Issue #8408, opened 2021-11-25
Allow soft-deletion of orphaned relation rows using orphanedRowAction


DivCorleone:
## Feature Description

Allow soft-deletion of orphaned relation rows using `orphanedRowAction`.

### The Problem

`orphanedRowAction` supports nullifying the relation rows or deleting them but not soft-deleting them.

### The Solution

Add a `soft-delete` option for `orphanedRowAction`.

### Relevant Database Driver(s)

| DB Type              | Relevant      |
| ---                  | ---           |
| `aurora-data-api`    | no            |
| `aurora-data-api-pg` | no            |
| `better-sqlite3`     | no            |
| `cockroachdb`        | no            |
| `cordova`            | no            |
| `expo`               | no            |
| `mongodb`            | no            |
| `mysql`              | yes            |
| `nativescript`       | no            |
| `oracle`             | no            |
| `postgres`           | no            |
| `react-native`       | no            |
| `sap`                | no            |
| `sqlite`             | no            |
| `sqlite-abstract`    | no            |
| `sqljs`              | no            |
| `sqlserver`          | no            |

### Are you willing to resolve this issue by submitting a Pull Request?

 - ✖️ Yes, I have the time, and I know how to start.
 - ✅ Yes, I have the time, but I don't know how to start. I would need guidance.
 - ✖️ No, I don’t have the time, but I can support (using donations) development.
 - ✖️ No, I don’t have the time and I’m okay to wait for the community / maintainers to resolve this issue.

oxeye-yuvalk:
Cool!
We also need this feature
I am working on a small feature to add a soft-delete option for orphanedRowAction

PR #8414, opened 2021-12-01
feat: Allow soft-deletion of orphaned relation rows using orphanedRow…

oxeye-yuvalk:
Allow soft-deletion of orphaned relation rows using orphanedRowAction
related to - https://github.com/typeorm/typeorm/issues/8408

### Description of change

The Problem
orphanedRowAction supports nullifying the relation rows or deleting them but not soft-deleting them.

The Solution
Add a soft-delete option for orphanedRowAction.

### Pull-Request Checklist

### DIFF
--- a/docs/relations.md
+++ b/docs/relations.md
@@ -25,7 +25,7 @@ There are several options you can specify for relations:
 * `onDelete: "RESTRICT"|"CASCADE"|"SET NULL"` - specifies how foreign key should behave when referenced object is deleted
 * `primary: boolean` - Indicates whether this relation's column will be a primary column or not.
 * `nullable: boolean` - Indicates whether this relation's column is nullable or not. By default it is nullable.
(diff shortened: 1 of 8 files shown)


pleerock:
@jbjhjm what do you think about this feature request?

jbjhjm:
@pleerock Makes sense to me. Adds another facet to making the orphanedRowAction feature complete.
Implementation is really easy so not much worrying it might break anything.

Tests look fine, but I'm missing a check validating that there actually is a soft-deleted Post in database.
As far as I can see current tests would pass if the row was hard-deleted from database too.
So I think the "should delete the orphaned Post from the database" test should become "should mark orphaned Post as soft-deleted" @oxeye-yuvalk -- do you agree?

oxeye-yuvalk:
@pleerock @jbjhjm I just changed the test file and all check have passed!

PR #8424, opened 2021-12-03
catch JSON parse error

mshen7310:
### Catch JSON.parse exception in MysqlDriver.prepareHydratedValue
  I saved a string in mysql json field, then got an exception when I tried to retrieve that string. The string fed to JSON.parse doesn't have double quote around it. It looks like the string had been parsed before reaching prepareHydratedValue. By catching the exception, the value will be returned when it is a string and can not be parsed by JSON.parse.

### Pull-Request Checklist

- [ X ] Code is up-to-date with the `master` branch
- [ X ] `npm run lint` passes with this change
- [ N/A ] Documentation has been updated to reflect this change
- [ X ] The new commits follow conventions explained in [CONTRIBUTING.md](https://github.com/typeorm/typeorm/blob/master/CONTRIBUTING.md)

### DIFF
--- a/src/driver/mysql/MysqlDriver.ts
+++ b/src/driver/mysql/MysqlDriver.ts
@@ -568,8 +568,13 @@ export class MysqlDriver implements Driver {
             value = DateUtils.mixedDateToDateString(value);
 
         } else if (columnMetadata.type === "json") {
-            value = typeof value === "string" ? JSON.parse(value) : value;
-
+            if(typeof value === "string"){
+                try{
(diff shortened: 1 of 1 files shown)


mshen7310:
Re-submit the PR to trigger the auto-test.

pleerock:
> It looks like the string had been parsed before reaching prepareHydratedValue. 

who did that parsing?

Need more info on actual source of the problem, current fix looks like a monkey-patching.

Also PR needs to have tests before it can be merged.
────────────────────
PROBLEM TO WORK ON
For each line of the material that contains the word "when", make a copy.

ANSWER FOR THIS EXERCISE
 * `onDelete: "RESTRICT"|"CASCADE"|"SET NULL"` - specifies how foreign key should behave when referenced object is deleted
  I saved a string in mysql json field, then got an exception when I tried to retrieve that string. The string fed to JSON.parse doesn't have double quote around it. It looks like the string had been parsed before reaching prepareHydratedValue. By catching the exception, the value will be returned when it is a string and can not be parsed by JSON.parse.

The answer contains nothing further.